Amidst the enthusiastic celebration of change, I was oddly-depressed last night. Early on, it became apparent that Obama would not win my home state of Georgia. Worse:
When the votes have been counted tonight, the G.O.P. will reap the final fruits of its Southern Strategy. The Republican Party will have transformed itself from the Party of Lincoln into the Party of the Old Confederacy. We will find that John McCain has achieved his best results in the Old Confederacy—to which only a sprinkling of thinly populated states of the Plains and Mountain West will be added (states that share strong demographic similarities with the “Confederate” states). The core of the congressional G.O.P. will be drawn from the Old South.
I had honestly hoped that that notion would be defeated. Then there are the ballot measures:
As of now (6:45 a.m.), CNN is projecting that Arizona Prop. 102 and Florida Amendment 2 will both pass–by wide margins, 56% and 62% yes votes, respectively–and add bans on same-sex marriage to those state’s constitutions. CNN is also projecting that Arkansas’s Initiative 1 to ban same-sex couples from adopting or serving as foster parents will also pass–again, by a wide margin (57% yes votes). Right now, California Prop. 8 has not been called, but the yes votes are leading the no votes 52%-48% with 87% of the precincts reporting.
Further complicating the picture:
Every ethnic group supported marriage equality, except African-Americans, who voted overwhelmingly against extending to gay people the civil rights once denied them: a staggering 69 – 31 percent African-American margin against marriage equality.
Martin Luther King Jr. is on the TV saying, “I have a dream that one day this nation will rise up and live out the true meaning of its creed: ‘We hold these truths to be self-evident: that all men are created equal.'”

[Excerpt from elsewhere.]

PR #129, opened 2022-07-01
Add SwiftFormat to the project.

pixlwave:
This PR adds SwiftFormat to the project as a build phase and runs it for the first time. I've gone for a regular pre-build phase on the main target which the [docs](https://github.com/nicklockwood/SwiftFormat#xcode-build-phase) don't particularly recommend (instead suggesting to use a step on the tests target). Seems like this should be ok for now, but happy to update now if deemed sensible.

That day looks to be further away for lesbian and gay people. Ta-Nehisi Coates is disgusted. He knows there’s still work to do:
If someone wants to give me a reason why gay people shouldn’t be able to marry that doesn’t, at its root, involve boil down to “yuck,” I guess I’d love to hear it. But really that isn’t the point. I’ve always maintained that you don’t have to like black people to do the right thing. Same thing here. I’m not very interested in folks’s homophobia. I’m interested in why they think they should be in the business of dictating terms of love to two consenting adults. It’s disgusting.
For the moment, my hopes have been dashed.